11.4 Public Web pages

The Voice Browser Activity will maintain public pages on the W3C website to describe the status of work and pointers to the Working Group, charter, Activity statement, and email archives.

12. Voting Mechanisms

The Group works by consensus. In the event of failure to achieve consensus, the Chair may resort to a vote as described in the Process Document. Each Member company which has at least one Group member in good standing may vote. There is one vote per W3C Member company. Votes are held by email to allow all participants a chance to vote; there is a two week voting period followed by a period of two working days for the announcement of the result. W3C staff and invited experts do not vote; however in the event of a tie the chair has a casting vote. If the issue is solved by consensus during the voting period, the vote is cancelled.

Note: the term good standing is defined in the W3C Process.

13. Participation

by W3C Team

The W3C staff contact, and activity lead will be Dave Raggett (W3C Fellow on assignment from Openwave Systems). Resources of additional W3C team members will be required for some of the deliverables, should the conditions for starting these deliverables be met.

by W3C Members

Requirements for meeting attendance and timely response are described in the Process document. Participation (meetings, reviewing, and writing drafts) is expected to consume time amounting to one day per week for the lifetime of the Group. Working Group participants are required not to disclose information obtained during participation, until that information is publically available.

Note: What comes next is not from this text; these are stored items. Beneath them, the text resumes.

PR #114, opened 2023-07-26
Master

rrajp:
Avoid division by Zero in decay ratio


karpathy:
warmup_iters should always be less than decay_iters... I'd probably prefer an assert or something.

PR #116, opened 2023-07-26
Cmake build support

krrishnarraj:
Cmake is cross platform make. Makes it easy to maintain single build file for almost all platforms.

* CmakeLists.txt file added
* Readme changes
* .gitignore file
* Since cmake prefers a separate build folder, the generated binaries will be in this `build` folder. To support loading `tokenizer.bin` file from non-root directory, a 4th argument is added to accept this filename


karpathy:
good to have this for anyone who wants it, will be able to find via search ty

PR #120, opened 2023-07-26
Handle failed time_in_ms

ianwal:
`time_in_ms()` returns -1 if there's an error, but this is never checked for which can lead to an inaccurate tok/s print message.


karpathy:
under what conditions does it return -1?

PR #121, opened 2023-07-27
stop generation on EOS or BOS

kroggen:
With this change, the model will generate a single "story" (or another content, depending on the model) per run

It appears that the basic models were not trained with EOS token, so the code also stops generation when it finds a BOS token


karpathy:
I don't want this behavior because I want the code to be dataset agnostic, and not have the concept of a "story" or something like that. Also it's easier in timing experiments to just always run for a fixed number of tokens.

PR #122, opened 2023-07-27
Add find_arg function and make the seed argument optional.

aegkmq:
Added a simple function to accepts various arguments.
For example, `find_arg("--seed", argv, argc)` returns the index+1 of last occurrence of `--seed` in `argv`, or 0 if it doesn't exist. It is possible that the returned index equals argc.


aegkmq:
Oh, the current implementation doesn't consider positional arguments. I'll open a new PR after the fix.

W3C Members may also offer to review one or more Working Drafts from the Group for clarity, consistency, technical merit, fitness for purpose and conformance with other W3C specifications. The only participation requirement is to provide the review comments by the agreed-to date.

by invited experts

As decided on a case by case basis, invited experts may attend a single meeting or a series; they may in some cases be subscribed to the Group mailing list. For the duration of their participation, invited experts are encouraged to adopt the same requirements for meeting attendance and timely response as are required of W3C Members. Invited experts are subject to the same requirement for information disclosure as are required of W3C Members.

by W3C Team

The W3C team will be responsible for the mailing lists, public and Working Group pages, for the posting of meeting minutes, and for liaison with the W3C communications staff for the publication of Working drafts. W3C team members are expected to adopt the same requirements for meeting attendance, timely response and information disclosure as are required of W3C Members. The W3C staff contact will be expected to devote 40% of his time to this Activity.

14. Intellectual Property

W3C promotes an open Working environment. Whenever possible, technical decisions should be made unencumbered by intellectual property right (IPR) claims.

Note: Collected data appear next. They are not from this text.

PR #124, opened 2023-07-27
Fix Windows timer, mmap, and enable openmp

richinseattle:
This uses mman-win32, GetTickCount, and updates the OMP pragmas to be MSVC compatible with minimal lines changed in run.c favoring including the mman-win32.c/.h. The ugliest part is probably the loop iterators need to be declared before the OMP pragma. Added Makefile target for mingw32 cross compile and a .bat file for compiling with cl.exe from MSVC.

### DIFF
--- a/run.c
+++ b/run.c
@@ -17,6 +17,8 @@ $ ./run
 #ifndef _WIN32
 #include <unistd.h>
 #include <sys/mman.h>
+#else
+#include "win.h"
 #endif 
 
 // ----------------------------------------------------------------------------
--- a/win.c
+++ b/win.c
@@ -1,0 +1,178 @@
+#include "win.h"
+#include <errno.h>
+#include <io.h>
+
+
+#ifndef FILE_MAP_EXECUTE
+#define FILE_MAP_EXECUTE    0x0020
+#endif /* FILE_MAP_EXECUTE */
+
+static int __map_mman_error(const DWORD err, const int deferr)
+{
+    if (err == 0)
+        return 0;
+    //TODO: implement
+    return err;
+}
+
+static DWORD __map_mmap_prot_page(const int prot)
+{
+    DWORD protect = 0;
+    
+    if (prot == PROT_NONE)
+        return protect;
+        
+    if ((prot & PROT_EXEC) != 0)
+    {
+        protect = ((prot & PROT_WRITE) != 0) ? 
+                    PAGE_EXECUTE_READWRITE : PAGE_EXECUTE_READ;
+    }
+    else
+    {
+        protect = ((prot & PROT_WRITE) != 0) ?
+                    PAGE_READWRITE : PAGE_READONLY;
+    }
+    
+    return protect;
+}
+
+static DWORD __map_mmap_prot_file(const int prot)
+{
+    DWORD desiredAccess = 0;
+    
+    if (prot == PROT_NONE)
+        return desiredAccess;
+        
+    if ((prot & PROT_READ) != 0)
+        desiredAccess |= FILE_MAP_READ;
+    if ((prot & PROT_WRITE) != 0)
+        desiredAccess |= FILE_MAP_WRITE;
+    if ((prot & PROT_EXEC) != 0)
+        desiredAccess |= FILE_MAP_EXECUTE;
+    
+    return desiredAccess;
+}
+
+void* mmap(void *addr, size_t len, int prot, int flags, int fildes, off_t off)
+{
+    HANDLE fm, h;
+    
+    void * map = MAP_FAILED;
+    
+#ifdef _MSC_VER
+#pragma warning(push)
+#pragma warning(disable: 4293)
+#endif
+
+    const DWORD dwFileOffsetLow = (sizeof(off_t) <= sizeof(DWORD)) ? 
+                    (DWORD)off : (DWORD)(off & 0xFFFFFFFFL);
+    const DWORD dwFileOffsetHigh = (sizeof(off_t) <= sizeof(DWORD)) ?
+                    (DWORD)0 : (DWORD)((off >> 32) & 0xFFFFFFFFL);
+    const DWORD protect = __map_mmap_prot_page(prot);
+    const DWORD desiredAccess = __map_mmap_prot_file(prot);
+
+    const off_t maxSize = off + (off_t)len;
+
+    const DWORD dwMaxSizeLow = (sizeof(off_t) <= sizeof(DWORD)) ? 
+                    (DWORD)maxSize : (DWORD)(maxSize & 0xFFFFFFFFL);
+    const DWORD dwMaxSizeHigh = (sizeof(off_t) <= sizeof(DWORD)) ?
+                    (DWORD)0 : (DWORD)((maxSize >> 32) & 0xFFFFFFFFL);
+
+#ifdef _MSC_VER
+#pragma warning(pop)
+#endif
+
+    errno = 0;
+    
+    if (len == 0 
+        /* Unsupported flag combinations */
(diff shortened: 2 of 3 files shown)


karpathy:
@richinseattle , this PR now conflicts with @tairov PR here https://github.com/karpathy/llama2.c/pull/96 . I'm not an expert on this space, can you please describe the differences and why one might be preferred to the other? The one from @tairov looks a lot simpler.

Makefile
```diff
@@ -32,6 +32,10 @@ runfast: run.c
 runomp: run.c
 	$(CC) -Ofast -fopenmp -march=native run.c  -lm  -o run
 
+.PHONT: win64
```
karpathy, line 35: typo?

richinseattle:
#96 reverts my original timer patch and adds mmap code from a GPL project. I mine uses the simplest 1-line timer change, adds the most commonly used mmap replacement for win32 which is MIT licensed, and I enabled openmp.

Makefile
richinseattle: oops, fixed.

build_msvc.bat
```diff
@@ -0,0 +1 @@
+cl.exe /Ox /openmp /I. run.c mman-win32.c
```
karpathy, line 1: Sorry noob question but how is this file related to Makefile? What is this file for / is it needed?

run.c
```diff
@@ -190,8 +196,9 @@ void softmax(float* x, int size) {
 
 void matmul(float* xout, float* x, float* w, int n, int d) {
     // W (d,n) @ x (n,) -> xout (d,)
-    #pragma omp parallel for
-    for (int i = 0; i < d; i++) {
+    int i;
+    #pragma omp parallel for private(i)
```
karpathy, line 200: It doesn't work without the "for private(i)" part in Windows?

run.c
```diff
@@ -361,13 +369,17 @@ int argmax(float* v, int n) {
 
 long time_in_ms() {
     struct timespec time;
+#ifndef _WIN32
```
karpathy, line 372: should this be moved up one row? as `time` is not used in the windows version?

richinseattle: Yea, originally I was using my previous timer definition on windows which used timespec struct, but changed to GetTickCount since that is standard pattern on windows, can move the ifdef

run.c
richinseattle: correct, the counter variable has to be explicitly specified as private to each thread and declared before the pragma unfortunately.

build_msvc.bat
richinseattle: The Makefile is intended for cross compiling from linux, it will output a .exe. This .bat file would be what you run on windows if you have visual studio installed to generate an .exe from command line compiler cl.exe

run.c
richinseattle: I can use the approach from #96 to overload the clock_gettime definition in a win.h if you want me to clean up the timer related ifdef

karpathy: Yeah, we could see what that looks like. I don't really understand how the overloading happens though. By including the file up top, the function down below gets overwritten?

Makefile
```diff
@@ -32,6 +32,10 @@ runfast: run.c
 runomp: run.c
 	$(CC) -Ofast -fopenmp -march=native run.c  -lm  -o run
 
+.PHONY: win64
+win64: 
+	x86_64-w64-mingw32-gcc-win32 -Ofast -D_WIN32 -o run.exe -I. run.c mman-win32.c
```
karpathy, line 37: is it common to use underscores like this? why not just -DWIN32

richinseattle: _WIN32 is the compiler define, WIN32 is an application level define. I'm not sure if it is required with mingw tbh, it is defined automatically on MSVC.
see: https://stackoverflow.com/questions/662084/whats-the-difference-between-the-win32-and-win32-defines-in-c

tairov:
Thanks @richinseattle for this PR. As it was suggested in the issues, this is the variation that uses [mman-win32](https://github.com/alitrack/mman-win32) lib. 
The little downside is that it requires 2 additions.
I would keep the `mmap-windows` approach for simplicity, if "public domain" license is not a blocker of course. 
As a side note, I would recommend to split PRs for compilation errors fix & openmp support for windows platform.
It's nice to see contributions from Windows/C experienced people 😃

Makefile
karpathy: I see thank you.

run.c
richinseattle: I refactored and tested but it turns out that mingw doesn't have a timespec_get implementation so that would disallow cross-compilation. The best windows time_in_ms solution for time deltas is the ifdef I proposed here with GetTickCount()

karpathy: I'm not sure I understand. Isn't the timespec_get only used in the non-Windows version? So it should be moved inside the ifndef? It's spurious in Windows because we just call GetTickCount

richinseattle: On linux the function is clock_gettime(). My original patch proposed using timepsec_get because it exists on linux and MSVC and matches the same function prototype as clock_gettime(), and this was before I tried the cross-compile option which I think is convenient.

In theory the implementation could be hidden in a header that is only included on windows to implement clock_gettime() by using timespec_get() underneath. 

But that breaks mingw compiles, so we should stick with GetTickCount(), which does not return seconds+nano, so it needs to be placed in ifdefs in the time_in_ms() function since it returns ms resolution timing.

richinseattle:
@tairov I wasn't sure what happens when pd code is included in GPL, but it looks like it is safe to cherry pick.
https://www.gnu.org/licenses/gpl-faq.en.html#CombinePublicDomainWithGPL

If @karpathy prefers your malloc that's fine, it only implements mmap and munmap, vs the complete implementation in the mman-win32. We could flatten all windows support code beyond a couple ifdefs into a single .c and .h regardless since it's MIT.

If we go that route, I'll pull your mmap changes and then resubmit with the openmp support, however the timer solution still needs to be GetTickCount() as I mentioned above because timespec_get() breaks on mingw compiles.

tairov:
@richinseattle I totally agree and I got the point regarding `mingw & GetTickCount`. Isn't it worthwhile to create a separate PR for compatibility with `mingw` & `openmp`? It would be great to keep PRs atomic to the certain degree. As it should simplify reviews/reverts, etc.

tairov:
@richinseattle also a qq: do you think `llama2.c` need "complete implementation in the mman-win32"? What are the downsides to have implementations for mmap and munmap only?

richinseattle:
The complete API set is 
```
void*   mmap(void *addr, size_t len, int prot, int flags, int fildes, off_t off);
int     munmap(void *addr, size_t len);
int     mprotect(void *addr, size_t len, int prot);
int     msync(void *addr, size_t len, int flags);
int     mlock(const void *addr, size_t len);
int     munlock(const void *addr, size_t len);
```
I'm not strongly arguing you need the extra functions, just future proofing since it's not much extra code and standard practice for a mmap impl to have those APIs. There might be advantages to locking memory later (pretty sure they did that in llama.cpp).

richinseattle:
Regardless of which mmap, I would propose we just add a win.c/.h or win-support.c/.h (whatever name you prefer) and stuff anything else that comes up in the future in there in addition to the memory routines.

richinseattle:
Going to split this into 3 PRs

richinseattle:
Okay, openmp and timer support have merged. I have sent #130 if you want to use the mman-win32 impl, or #96 can be revised. Only need to add the 2 lines to run.c and decide which mmap. #96 is a single .h file, mine splits the .h and .c anticipating future needs. I will send a final PR to update build scripts after this is sorted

This is a Royalty Free Working Group, as described in W3C's Current Patent Practice, see also the Director's decision of 13th June 2002 (W3C Members only).

Working Group participants disclose patent claims by sending email to <patent-issues@w3.org>; please see Current Patent Practice for more information about disclosures.

Director's decision on Voice Browser PAG Recommendation

The Director's Decision on the Voice Browser PAG Recommendation makes provision for work on RAND extensions to an RF core specification:

The Working Group will be rechartered as a royalty-free Working Group as defined by the Current Patent Practice note (CPP). The core specifications ought to enable basic interoperability for voice browser applications across the Web, but might not include certain advanced or specialized features over which participants hold patents that they will not currently make available RF as defined in the CPP.
Should any part of a specification be removed from the core version because it is not available on a royalty-free basis, and should the WG decide to continue to work on this part, a PAG should be formed that could recommend issuing the particular part as a RAND specification coming out of W3C, or another organization.